In den USA leben 13 Prozent Afroamerikaner, aber sie stellen die Hälfte der Gefängnisbevölkerung dar. Jeder vierte schwarze Amerikaner landet in seinem Leben irgendwann einmal im Gefängnis. So wie Kevin. Mit ein Grund für die massenhaften Verurteilungen ist ein spezielles Gesetz in Kalifornien, das "Three Strikes Law": Wer drei strafbare Handlungen durchführt und dafür verurteilt wird, verschwindet lebenslang hinter Gittern, unabhängig von der Schwere des Verbrechens.

"Das ist meine vierte Strafe und als ich verurteilt wurde, wegen Besitz und Verkauf von Kokain, war ich ein Kandidat für eine lebenslang Strafe. Und ich war so verzweifelt, da begann der Wandel in mir. Aber anstatt mir lebenslang zu geben, was sie gekonnt hätten, haben sie mich nur zu 12 Jahren verurteilt, die ich gerade absitze. Im Januar komme ich heraus."

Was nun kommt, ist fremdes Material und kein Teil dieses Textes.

PR #246, opened 2022-06-22
CI check the unused flag

RuffaloLavoisier:
Added for check CI for unused functions.

### DIFF
--- a/.github/buildEverything.py
+++ b/.github/buildEverything.py
@@ -96,7 +96,17 @@ if __name__ == "__main__":
 
     if str(args["support_feature"]) != "":
         logging.info('Setting flag ' + str(args["support_feature"]) + '...')
-        os.system('sed -i'' -r -e "/build_flags/a\    -D '+str(args["support_feature"])+'" platformio.ini')
+        # Setup build flag (using the config file via replacing, as platformio does not allow setting the property using Python)
+        configIn = open(pioConfig, 'r')
+        configStr = configIn.read()
+        configIn.close()
+        configStr, hitCount = re.subn('build_flags =','build_flags =\n    -D '+str(args["support_feature"]),configStr)
+        if hitCount == 0:
+            logging.error('Error on setting build flag!')
+            exit(5)
+        configOut = open(pioConfig, 'w')
+        configOut.write(configStr)
+        configOut.close()
 
     #if you want all-language packs
     if args["support_language"] == "all" and args["support_model"] == "all":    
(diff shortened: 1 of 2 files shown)


feature-flag.md
```diff
@@ -0,0 +1,2 @@
+flag:RAW_SCREEN_SERVER
+flag:MATRIX
```
RuffaloLavoisier, line 2: We have to let them know that these flags exist somewhere.

.github/buildEverything.py
```diff
@@ -91,8 +91,13 @@ def doBuild(makeDebug):
 	
     ap.add_argument("-l", "--support-language", type=str, required=True, help="# model language to compile. (Enter 'all' to compile all language packs.)")
     ap.add_argument("-m", "--support-model", type=str, required=True, help="# model type to compile. (Enter 'all' to compile all model packs.)")
+    ap.add_argument("-f", "--support-feature", type=str, required=False, default="", help="# feature to compile. (Enter a feature to compile.)")
     args = vars(ap.parse_args())
 
+    if str(args["support_feature"]) != "":
+        logging.info('Setting flag ' + str(args["support_feature"]) + '...')
+        os.system('sed -i'' -r -e "/build_flags/a\    -D '+str(args["support_feature"])+'" platformio.ini')
```
RuffaloLavoisier, line 99: convert `Win cmd`?

RuffaloLavoisier (commented):
I think it needs to be corrected.

.github/buildEverything.py
simonmicro: Why did you ever use `os.system`? I think even here we used code to open the `platformio.ini` and to read it!

feature-flag.md
RuffaloLavoisier: Plan B, there's also a way to add a flag [here](https://github.com/Open-Smartwatch/open-smartwatch.github.io/blob/3357dbb630603e2e33255d887dbf3b32512fa566/docs/resources/firmware.md?plain=1#L5). I think we can do it.In my opinion, this is the most ideal.

.github/workflows/test-FEATURE.yml
```diff
@@ -0,0 +1,75 @@
...
+      uses: actions/setup-python@v2
+    - name: Install PlatformIO
+      run: python -m pip install --upgrade pip && pip install --upgrade platformio
+    
+    - name: Rename config
+      run: mv include/config.h.example include/config.h
+   
+    - name: Compile language ${{ matrix.language }} model ${{ matrix.model }} feature ${{ matrix.feature }}
+      run: python3 .github/buildEverything.py -l ${{ matrix.language }} -m ${{ matrix.model }} -f ${{ matrix.feature }}
+    - name: Upload firmware artifacts
```
simonmicro, line 70: I do not think we should archive the produced firmwares.

feature-flag.md
simonmicro: Maybe it is used - but I think the choice of `Markdown` for this config is pretty bad. Maybe take a look at YAML / JSON instead?

RuffaloLavoisier:
Current PR has resolved the current issue. I will open a new PR to update.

Die Ausbildung zum Pfarrer ist für Kevin die Möglichkeit, nach seiner Strafe Anschluss in einer Gemeinde zu finden und eventuell ein neues Leben zu beginnen. Die wenigsten Häftlinge in den USA schaffen es nämlich, sich wieder in die Gesellschaft zu integrieren, sagt Professor David Werner.

"Die Ironie der Statistiken Kaliforniens ist, dass wenn du aus dem Gefängnis gehst, und danach stirbst, dann wirst du als Erfolg gesehen. Wenn man von der Erfolgsquote derer spricht, die rauskommen und sich reintegrieren, dann sind das vielleicht zehn Prozent. Und das führt uns zur Frage, nach der Funktion des Gefängnissystems. Wenn es darauf ausgerichtet ist, die Gesellschaft sicherer zu machen, dann ist es ein Misserfolg."

Kritiker des Gefängnissystems, Experten wie David Werner, weisen zudem darauf hin, dass die US-Justiz auf einem Auge blind ist. Betroffen von den lebenslangen Haftstrafen sind nämlich hauptsächlich Bevölkerungsgruppen mit dunkler Hautfarbe: Schwarze und Latinos.

"Wenn du einen schwarzen Mann einsperrst, dann ist die Wahrscheinlichkeit sehr hoch, dass auch sein Sohn eingesperrt wird und dessen Sohn und dessen Sohn. Was wir in den USA geschaffen haben, ist de facto eine generationenumspannende Einsperrung."

Generationen von mehrheitlich armen und farbigen Menschen. Beobachter nennen den rassistischen Aspekt des US-Systems "die neuen Jim Crow-Gesetze", benannt nach Gesetzen aus dem 19. Jahrhundert, die Rassendiskriminierung institutionalisiert haben. Kritiker sprechen heute inzwischen sogar wieder von Sklaverei und halten das Gefängnissystem für eine moderne Variante der Rassengesetze.

"Ok, man entrechtet also 25 Prozent der männlichen schwarzen Bevölkerung, und einen Großteil der männlichen Latino-Bevölkerung, ist das nützlich? Man nimmt eine gesellschaftliche Gruppe, die keinen Zugang zur Macht hat und macht sicher, dass sie niemals Zugang zur Macht bekommen. Eine verdammt schreckliche Vorstellung."